Quiz 2 Info Continued

  • Cleaning messy data (Week 5 and Weeks 8-9)

    • Dealing with text (character variables)

      • gsub

      • separate

      • unite or paste or paste0

      • ifelse can be be used for text OR for numeric data

      • ifelse followed by factor allows you to make any categorical variable you want.

  • Other commands for modifying text:

    • tolower and toupper

    • str_trim, str_squish and str_pad

    • ifelse sometimes followed by factor

Additional Text Commands

NOT ON QUIZ 2:

Additional skills for Quiz 2 from HW 5 - Part 1:

  • summing across rows using sum(c_across(...))

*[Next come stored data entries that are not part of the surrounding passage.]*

Issue #805, opened 2019-05-21
No ground-truth boxes available for one of the images during training


miaoshuyu:
Traceback (most recent call last):
  File "tools/train_net.py", line 186, in <module>
    main()
  File "tools/train_net.py", line 179, in main
    model = train(cfg, args.local_rank, args.distributed)
  File "tools/train_net.py", line 85, in train
    arguments,
  File "/home/msy/project/Maskrcnn_benchmark/maskrcnn-benchmark/maskrcnn_benchmark/engine/trainer.py", line 68, in do_train
    loss_dict = model(images, targets)
  File "/home/msy/anaconda3/lib/python3.6/site-packages/torch/nn/modules/module.py", line 493, in __call__
    result = self.forward(*input, **kwargs)
  File "/home/msy/anaconda3/lib/python3.6/site-packages/apex-0.1-py3.6-linux-x86_64.egg/apex/amp/_initialize.py", line 194, in new_fwd
    **applier(kwargs, input_caster))
  File "/home/msy/project/Maskrcnn_benchmark/maskrcnn-benchmark/maskrcnn_benchmark/modeling/detector/generalized_rcnn.py", line 50, in forward
    proposals, proposal_losses = self.rpn(images, features, targets)
  File "/home/msy/anaconda3/lib/python3.6/site-packages/torch/nn/modules/module.py", line 493, in __call__
    result = self.forward(*input, **kwargs)
  File "/home/msy/project/Maskrcnn_benchmark/maskrcnn-benchmark/maskrcnn_benchmark/modeling/rpn/rpn.py", line 159, in forward
    return self._forward_train(anchors, objectness, rpn_box_regression, targets)
  File "/home/msy/project/Maskrcnn_benchmark/maskrcnn-benchmark/maskrcnn_benchmark/modeling/rpn/rpn.py", line 178, in _forward_train
    anchors, objectness, rpn_box_regression, targets
  File "/home/msy/project/Maskrcnn_benchmark/maskrcnn-benchmark/maskrcnn_benchmark/modeling/rpn/loss.py", line 105, in __call__
    labels, regression_targets = self.prepare_targets(anchors, targets)
  File "/home/msy/project/Maskrcnn_benchmark/maskrcnn-benchmark/maskrcnn_benchmark/modeling/rpn/loss.py", line 61, in prepare_targets
    anchors_per_image, targets_per_image, self.copied_fields
[...]

Issue #724, opened 2019-04-29
ValueError: No ground-truth boxes available for one of the images during training


xrenaa:
## ❓ Questions and Help
I run the code successfully with my own datasets at the beginning. But after 40 iterations, and there is error. 
<img width="1679" alt="屏幕快照 2019-04-29 下午1 57 31" src="https://user-images.githubusercontent.com/31800248/56878557-4a3aaf80-6a87-11e9-9766-e79f2fc4027f.png">
I have checked that the training images all have their own annotations. 
I don't know how to deal with it.
Thank you!

travispan96:
I have the same issue, every image has the annotations.

xrenaa:
@travispan96  I find that there are errors in my annotations like that the bbox value may be negative. And there is a method that you can check which image is wrong:
in "maskrcnn-benchmark/maskrcnn_benchmark/engine/trainer.py"  line 57 
"for iteration, (images, targets, _) in enumerate(data_loader, start_iter):"
add a line of code:
 print("what pairs of images id that I am using", _ )
Then you will find the image id that was wrong!

travispan96:
> @travispan96 I find that there are errors in my annotations like that the bbox value may be negative. And there is a method that you can check which image is wrong:
> in "maskrcnn-benchmark/maskrcnn_benchmark/engine/trainer.py" line 57
> "for iteration, (images, targets, _) in enumerate(data_loader, start_iter):"
> add a line of code:
> print("what pairs of images id that I am using", _ )
> Then you will find the image id that was wrong!

I'll try it, thanks for your suggestion!

travispan96:
> @travispan96 I find that there are errors in my annotations like that the bbox value may be negative. And there is a method that you can check which image is wrong:
> in "maskrcnn-benchmark/maskrcnn_benchmark/engine/trainer.py" line 57
> "for iteration, (images, targets, _) in enumerate(data_loader, start_iter):"
> add a line of code:
> print("what pairs of images id that I am using", _ )
> Then you will find the image id that was wrong!

could you please tell me what the meaning is of the value in _, like"(1332, 2968)". How can I know the image id?

xrenaa:
> > @travispan96 I find that there are errors in my annotations like that the bbox value may be negative. And there is a method that you can check which image is wrong:
> > in "maskrcnn-benchmark/maskrcnn_benchmark/engine/trainer.py" line 57
[...]

PR #836, opened 2019-05-29
WorkAround for `ValueError: No ground-truth boxes available for one of the images during training`

bendidi:
as seen in #805 and #724

In some cases, the dataset is not complete or there are some errors in one of its elements, and it's a shame to just throw an error and stop the training for just one buggy element in a dataset.

this change is to log information about the error (to be able to check the dataset for the buggy element) and then continue the training


maskrcnn_benchmark/engine/trainer.py
```diff
@@ -55,6 +55,10 @@ def do_train(
     start_training_time = time.time()
     end = time.time()
     for iteration, (images, targets, _) in enumerate(data_loader, start_iter):
+        
+        if any(len(target) < 1 for target in targets):
+            logger.error(f"Iteration={iteration + 1} || Image Ids used for training {_} || targets Length={[len(target) for target in targets]}" )
```
fmassa: This is python-3 only.

But well, I suppose that with APEX we now have a hard-dependency on Python3 anyway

  • using pivot_wider and then pivot_longer and then replacing NAs with 0 to create a ‘complete’ data set

    • Useful for area plots
  • Plotting skills for Quiz 2

    • unformatted line plot, area plot, or grouped bar chart

    • hchart in highcharter package

Key Points from This Week

Introduction to Geographic Data

  • Use skills already covered to

    • clean data and check text variables

    • join datasets

    • create plot grids for comparing variables

  • Determine if variables need to be log-transformed.

  • Quiz 2 Practice Questions are available.

  • Quiz 2 will be on Tuesday, 4/7.

You may submit an ‘Engagement Question’ about each lecture until midnight on the day of the lecture. A minimum of four submissions are required during the semester.